PR #1482, opened 2015-10-02
INT-195: A/B test for Google Custom Search integration

perjg:
Code to enable showing search results in Mercury via Google Custom Search.

We do this as an A/B test.

Also includes code to make sure the search is limited to the active community.

### DIFF
--- a/front/scripts/main/components/SideNavComponent.ts
+++ b/front/scripts/main/components/SideNavComponent.ts
@@ -59,15 +59,15 @@ App.SideNavComponent = Em.Component.extend({
 				},
 				variationNumber = Mercury.Utils.VariantTesting.getExperimentVariationNumber(experimentIds);
 
-			// Use Google Search
 			if (variationNumber === 2) {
☆ ☆ ☆ ☆ ☆
### Activity
Go through the data and return every record exactly.

### Solution
PR #1482, opened 2015-10-02
INT-195: A/B test for Google Custom Search integration

perjg:
Code to enable showing search results in Mercury via Google Custom Search.

We do this as an A/B test.

Also includes code to make sure the search is limited to the active community.

### DIFF
--- a/front/scripts/main/components/SideNavComponent.ts
+++ b/front/scripts/main/components/SideNavComponent.ts
@@ -59,15 +59,15 @@ App.SideNavComponent = Em.Component.extend({
 				},
 				variationNumber = Mercury.Utils.VariantTesting.getExperimentVariationNumber(experimentIds);
 
-			// Use Google Search
 			if (variationNumber === 2) {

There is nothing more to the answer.